EXERCISE BRIEF — Some lines in the entries contain the word "String". Copy all of them.

[Stored items from a collection]
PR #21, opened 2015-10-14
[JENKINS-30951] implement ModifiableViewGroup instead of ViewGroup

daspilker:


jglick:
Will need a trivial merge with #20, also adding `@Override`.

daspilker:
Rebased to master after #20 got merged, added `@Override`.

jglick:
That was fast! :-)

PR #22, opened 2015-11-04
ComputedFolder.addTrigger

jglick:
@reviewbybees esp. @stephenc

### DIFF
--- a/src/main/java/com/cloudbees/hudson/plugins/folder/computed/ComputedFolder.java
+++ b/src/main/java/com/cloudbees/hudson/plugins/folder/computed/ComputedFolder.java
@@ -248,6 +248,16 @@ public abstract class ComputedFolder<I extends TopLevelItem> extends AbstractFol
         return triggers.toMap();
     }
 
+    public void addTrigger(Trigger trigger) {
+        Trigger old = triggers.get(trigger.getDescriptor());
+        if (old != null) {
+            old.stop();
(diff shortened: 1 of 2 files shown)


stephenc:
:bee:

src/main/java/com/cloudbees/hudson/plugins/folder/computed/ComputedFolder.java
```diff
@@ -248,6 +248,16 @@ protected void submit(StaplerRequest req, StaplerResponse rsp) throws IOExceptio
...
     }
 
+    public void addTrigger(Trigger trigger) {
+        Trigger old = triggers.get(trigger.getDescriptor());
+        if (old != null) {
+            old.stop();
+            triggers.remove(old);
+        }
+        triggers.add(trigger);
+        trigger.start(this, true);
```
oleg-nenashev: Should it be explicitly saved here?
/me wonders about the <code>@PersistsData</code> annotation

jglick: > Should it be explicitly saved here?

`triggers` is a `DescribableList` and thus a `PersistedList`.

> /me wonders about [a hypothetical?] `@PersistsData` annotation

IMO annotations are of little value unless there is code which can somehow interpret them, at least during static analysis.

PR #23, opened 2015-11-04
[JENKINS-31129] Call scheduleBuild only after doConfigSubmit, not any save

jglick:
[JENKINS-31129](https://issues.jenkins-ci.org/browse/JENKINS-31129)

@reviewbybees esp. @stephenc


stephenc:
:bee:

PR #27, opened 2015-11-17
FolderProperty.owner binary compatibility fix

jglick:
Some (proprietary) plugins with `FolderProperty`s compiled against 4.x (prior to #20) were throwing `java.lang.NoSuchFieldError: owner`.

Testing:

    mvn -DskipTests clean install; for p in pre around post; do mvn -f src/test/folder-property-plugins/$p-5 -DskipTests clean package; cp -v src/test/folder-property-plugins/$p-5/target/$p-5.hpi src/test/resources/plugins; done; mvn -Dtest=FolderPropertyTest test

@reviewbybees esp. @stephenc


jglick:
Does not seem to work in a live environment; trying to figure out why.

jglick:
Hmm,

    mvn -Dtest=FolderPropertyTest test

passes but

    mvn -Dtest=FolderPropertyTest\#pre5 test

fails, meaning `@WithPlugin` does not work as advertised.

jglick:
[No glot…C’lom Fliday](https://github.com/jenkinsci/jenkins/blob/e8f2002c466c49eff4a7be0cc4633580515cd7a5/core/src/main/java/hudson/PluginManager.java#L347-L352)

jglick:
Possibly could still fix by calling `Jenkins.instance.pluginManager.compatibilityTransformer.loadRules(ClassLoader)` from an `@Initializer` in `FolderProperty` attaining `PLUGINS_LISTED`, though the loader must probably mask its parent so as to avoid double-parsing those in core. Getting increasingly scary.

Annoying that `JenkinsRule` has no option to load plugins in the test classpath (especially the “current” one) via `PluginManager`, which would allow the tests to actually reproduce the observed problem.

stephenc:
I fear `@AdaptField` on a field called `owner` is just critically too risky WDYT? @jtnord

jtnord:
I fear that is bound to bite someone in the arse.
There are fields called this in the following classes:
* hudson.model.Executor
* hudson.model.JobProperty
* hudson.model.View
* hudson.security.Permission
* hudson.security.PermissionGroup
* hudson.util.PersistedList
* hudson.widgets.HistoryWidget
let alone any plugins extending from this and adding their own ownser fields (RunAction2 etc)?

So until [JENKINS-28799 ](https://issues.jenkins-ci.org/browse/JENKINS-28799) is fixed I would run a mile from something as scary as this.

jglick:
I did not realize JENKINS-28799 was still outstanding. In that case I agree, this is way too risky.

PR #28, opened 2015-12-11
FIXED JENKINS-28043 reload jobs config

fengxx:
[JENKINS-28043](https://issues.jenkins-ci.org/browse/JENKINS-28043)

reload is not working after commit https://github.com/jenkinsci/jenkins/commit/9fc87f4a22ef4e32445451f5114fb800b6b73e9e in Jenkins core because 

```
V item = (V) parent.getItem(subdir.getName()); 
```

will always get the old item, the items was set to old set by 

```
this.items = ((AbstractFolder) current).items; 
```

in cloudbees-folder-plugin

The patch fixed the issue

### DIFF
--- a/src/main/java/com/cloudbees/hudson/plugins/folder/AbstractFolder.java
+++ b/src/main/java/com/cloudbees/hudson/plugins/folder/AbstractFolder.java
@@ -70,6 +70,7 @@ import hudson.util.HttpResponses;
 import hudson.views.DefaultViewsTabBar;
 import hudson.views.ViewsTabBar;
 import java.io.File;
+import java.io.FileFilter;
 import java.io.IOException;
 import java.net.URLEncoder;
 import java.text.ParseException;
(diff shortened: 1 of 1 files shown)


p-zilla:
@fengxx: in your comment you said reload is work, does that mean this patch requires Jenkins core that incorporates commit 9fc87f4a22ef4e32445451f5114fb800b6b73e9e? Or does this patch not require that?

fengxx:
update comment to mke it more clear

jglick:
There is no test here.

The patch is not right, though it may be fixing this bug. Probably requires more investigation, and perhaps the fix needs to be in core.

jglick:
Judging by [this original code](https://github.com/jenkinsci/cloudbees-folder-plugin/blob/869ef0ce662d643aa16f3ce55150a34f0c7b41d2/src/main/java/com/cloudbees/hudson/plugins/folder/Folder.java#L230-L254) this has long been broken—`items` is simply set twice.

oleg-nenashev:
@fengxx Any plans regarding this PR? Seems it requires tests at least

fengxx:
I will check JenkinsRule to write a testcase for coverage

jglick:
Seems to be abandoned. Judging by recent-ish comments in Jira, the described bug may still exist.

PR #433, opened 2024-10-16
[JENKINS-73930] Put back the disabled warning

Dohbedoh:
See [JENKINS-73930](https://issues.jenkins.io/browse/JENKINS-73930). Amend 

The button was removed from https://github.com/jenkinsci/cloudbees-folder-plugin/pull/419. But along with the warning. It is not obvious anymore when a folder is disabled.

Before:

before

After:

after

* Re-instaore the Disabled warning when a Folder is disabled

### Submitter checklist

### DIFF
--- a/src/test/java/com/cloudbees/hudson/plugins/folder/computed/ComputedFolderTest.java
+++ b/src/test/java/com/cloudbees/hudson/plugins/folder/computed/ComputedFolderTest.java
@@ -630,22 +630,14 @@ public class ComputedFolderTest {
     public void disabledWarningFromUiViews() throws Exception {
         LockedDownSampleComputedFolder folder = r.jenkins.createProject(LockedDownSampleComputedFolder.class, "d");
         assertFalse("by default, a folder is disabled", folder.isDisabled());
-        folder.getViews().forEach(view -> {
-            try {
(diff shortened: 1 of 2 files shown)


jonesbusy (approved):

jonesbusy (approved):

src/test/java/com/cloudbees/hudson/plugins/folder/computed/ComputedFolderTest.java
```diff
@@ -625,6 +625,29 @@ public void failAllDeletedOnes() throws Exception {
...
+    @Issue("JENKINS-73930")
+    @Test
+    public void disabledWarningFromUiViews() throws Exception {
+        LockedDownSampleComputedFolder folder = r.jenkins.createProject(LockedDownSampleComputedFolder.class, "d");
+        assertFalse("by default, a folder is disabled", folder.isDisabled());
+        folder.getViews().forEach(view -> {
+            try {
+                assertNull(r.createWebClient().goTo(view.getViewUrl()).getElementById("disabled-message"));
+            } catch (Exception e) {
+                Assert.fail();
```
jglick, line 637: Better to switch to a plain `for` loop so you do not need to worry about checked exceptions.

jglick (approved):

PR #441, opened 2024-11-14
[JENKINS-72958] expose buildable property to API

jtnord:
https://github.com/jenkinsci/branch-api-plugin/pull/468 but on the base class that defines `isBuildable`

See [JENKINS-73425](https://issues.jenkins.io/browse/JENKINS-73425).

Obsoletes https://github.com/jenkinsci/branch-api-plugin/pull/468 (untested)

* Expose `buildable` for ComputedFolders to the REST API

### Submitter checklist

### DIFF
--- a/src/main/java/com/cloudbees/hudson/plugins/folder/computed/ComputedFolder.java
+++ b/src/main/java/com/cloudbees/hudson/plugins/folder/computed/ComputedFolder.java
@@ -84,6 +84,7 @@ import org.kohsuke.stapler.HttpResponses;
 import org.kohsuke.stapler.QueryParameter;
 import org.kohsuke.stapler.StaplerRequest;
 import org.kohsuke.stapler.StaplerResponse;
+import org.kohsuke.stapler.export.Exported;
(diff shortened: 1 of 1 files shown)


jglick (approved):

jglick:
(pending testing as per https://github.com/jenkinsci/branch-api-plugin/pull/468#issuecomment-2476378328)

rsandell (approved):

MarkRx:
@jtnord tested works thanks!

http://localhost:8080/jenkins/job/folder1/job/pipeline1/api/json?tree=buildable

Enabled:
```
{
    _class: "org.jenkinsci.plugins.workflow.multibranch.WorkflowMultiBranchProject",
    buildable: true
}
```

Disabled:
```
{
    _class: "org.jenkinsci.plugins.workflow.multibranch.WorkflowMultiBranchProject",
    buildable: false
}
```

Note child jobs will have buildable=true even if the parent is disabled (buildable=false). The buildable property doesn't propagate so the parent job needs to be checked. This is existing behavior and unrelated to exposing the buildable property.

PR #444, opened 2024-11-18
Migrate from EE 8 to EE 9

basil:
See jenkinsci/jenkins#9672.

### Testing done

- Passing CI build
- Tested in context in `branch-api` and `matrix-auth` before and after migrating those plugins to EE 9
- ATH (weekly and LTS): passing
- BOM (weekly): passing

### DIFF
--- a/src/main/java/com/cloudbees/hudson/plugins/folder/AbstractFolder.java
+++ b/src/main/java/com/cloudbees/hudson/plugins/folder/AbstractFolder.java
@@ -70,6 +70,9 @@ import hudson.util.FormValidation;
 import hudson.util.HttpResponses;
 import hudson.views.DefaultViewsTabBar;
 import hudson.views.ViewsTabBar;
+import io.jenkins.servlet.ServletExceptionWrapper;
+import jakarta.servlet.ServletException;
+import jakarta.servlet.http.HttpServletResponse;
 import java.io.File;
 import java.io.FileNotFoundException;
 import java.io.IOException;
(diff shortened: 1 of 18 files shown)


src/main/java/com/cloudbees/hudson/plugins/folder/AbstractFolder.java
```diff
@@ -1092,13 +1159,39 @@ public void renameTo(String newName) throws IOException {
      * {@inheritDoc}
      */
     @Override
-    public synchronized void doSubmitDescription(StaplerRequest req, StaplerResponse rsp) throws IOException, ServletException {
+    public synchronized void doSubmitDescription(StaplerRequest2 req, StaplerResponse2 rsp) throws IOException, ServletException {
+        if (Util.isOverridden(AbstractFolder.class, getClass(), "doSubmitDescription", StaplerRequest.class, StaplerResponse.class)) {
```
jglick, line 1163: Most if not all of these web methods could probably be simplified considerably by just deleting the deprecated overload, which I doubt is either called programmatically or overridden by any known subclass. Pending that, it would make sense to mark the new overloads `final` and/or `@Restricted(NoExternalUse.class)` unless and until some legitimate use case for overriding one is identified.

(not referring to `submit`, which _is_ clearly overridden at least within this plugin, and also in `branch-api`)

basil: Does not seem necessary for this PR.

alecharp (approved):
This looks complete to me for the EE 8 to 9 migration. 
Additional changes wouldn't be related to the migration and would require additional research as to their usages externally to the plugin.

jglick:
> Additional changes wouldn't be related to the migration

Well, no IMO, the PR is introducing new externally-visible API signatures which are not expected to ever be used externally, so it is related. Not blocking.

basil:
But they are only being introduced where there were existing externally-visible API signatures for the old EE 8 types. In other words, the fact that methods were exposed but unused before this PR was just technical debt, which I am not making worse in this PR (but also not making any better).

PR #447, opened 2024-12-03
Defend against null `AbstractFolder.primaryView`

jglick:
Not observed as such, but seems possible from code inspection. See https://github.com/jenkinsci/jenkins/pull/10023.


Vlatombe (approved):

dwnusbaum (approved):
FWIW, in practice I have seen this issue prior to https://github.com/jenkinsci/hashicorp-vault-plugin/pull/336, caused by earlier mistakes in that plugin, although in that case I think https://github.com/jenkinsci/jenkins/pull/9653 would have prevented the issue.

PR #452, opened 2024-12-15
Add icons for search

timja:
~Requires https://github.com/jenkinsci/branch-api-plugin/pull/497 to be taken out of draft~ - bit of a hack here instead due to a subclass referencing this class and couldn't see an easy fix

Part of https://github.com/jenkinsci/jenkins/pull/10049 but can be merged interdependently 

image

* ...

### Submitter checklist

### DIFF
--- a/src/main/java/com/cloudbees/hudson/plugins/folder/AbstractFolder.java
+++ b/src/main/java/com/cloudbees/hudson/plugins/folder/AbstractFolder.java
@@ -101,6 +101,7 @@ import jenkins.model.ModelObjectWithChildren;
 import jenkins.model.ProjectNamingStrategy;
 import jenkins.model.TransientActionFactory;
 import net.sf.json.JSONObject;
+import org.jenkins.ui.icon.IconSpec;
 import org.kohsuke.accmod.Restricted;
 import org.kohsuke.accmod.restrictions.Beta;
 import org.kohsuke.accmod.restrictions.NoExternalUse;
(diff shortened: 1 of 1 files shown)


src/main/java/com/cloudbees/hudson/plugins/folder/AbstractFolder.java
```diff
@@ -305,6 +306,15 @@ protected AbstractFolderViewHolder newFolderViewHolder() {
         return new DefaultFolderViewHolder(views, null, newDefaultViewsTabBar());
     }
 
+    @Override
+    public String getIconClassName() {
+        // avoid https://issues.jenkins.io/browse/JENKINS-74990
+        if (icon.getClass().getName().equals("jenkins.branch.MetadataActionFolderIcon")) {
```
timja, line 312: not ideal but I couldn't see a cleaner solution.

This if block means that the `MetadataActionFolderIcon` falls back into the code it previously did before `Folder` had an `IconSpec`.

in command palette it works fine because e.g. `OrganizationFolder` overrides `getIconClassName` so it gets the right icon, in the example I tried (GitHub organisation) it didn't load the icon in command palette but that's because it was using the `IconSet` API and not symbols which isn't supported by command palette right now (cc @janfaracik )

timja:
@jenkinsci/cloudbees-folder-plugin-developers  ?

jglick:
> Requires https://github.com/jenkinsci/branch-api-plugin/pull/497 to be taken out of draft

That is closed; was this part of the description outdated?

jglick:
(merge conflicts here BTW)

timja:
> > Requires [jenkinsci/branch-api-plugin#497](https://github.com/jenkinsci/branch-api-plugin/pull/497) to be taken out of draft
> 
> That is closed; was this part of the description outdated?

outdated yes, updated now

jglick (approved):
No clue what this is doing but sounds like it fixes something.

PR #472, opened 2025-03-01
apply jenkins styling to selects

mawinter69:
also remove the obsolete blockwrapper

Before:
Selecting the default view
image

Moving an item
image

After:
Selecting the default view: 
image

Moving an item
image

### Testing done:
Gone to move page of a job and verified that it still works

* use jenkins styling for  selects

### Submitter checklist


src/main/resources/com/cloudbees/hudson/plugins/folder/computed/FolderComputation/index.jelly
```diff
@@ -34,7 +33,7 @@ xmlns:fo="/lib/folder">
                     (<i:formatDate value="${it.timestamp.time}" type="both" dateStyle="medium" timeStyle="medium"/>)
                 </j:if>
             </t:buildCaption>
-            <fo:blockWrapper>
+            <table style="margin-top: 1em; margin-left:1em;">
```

ANSWER TO THIS TASK —
@@ -1092,13 +1159,39 @@ public void renameTo(String newName) throws IOException {
+    public String getIconClassName() {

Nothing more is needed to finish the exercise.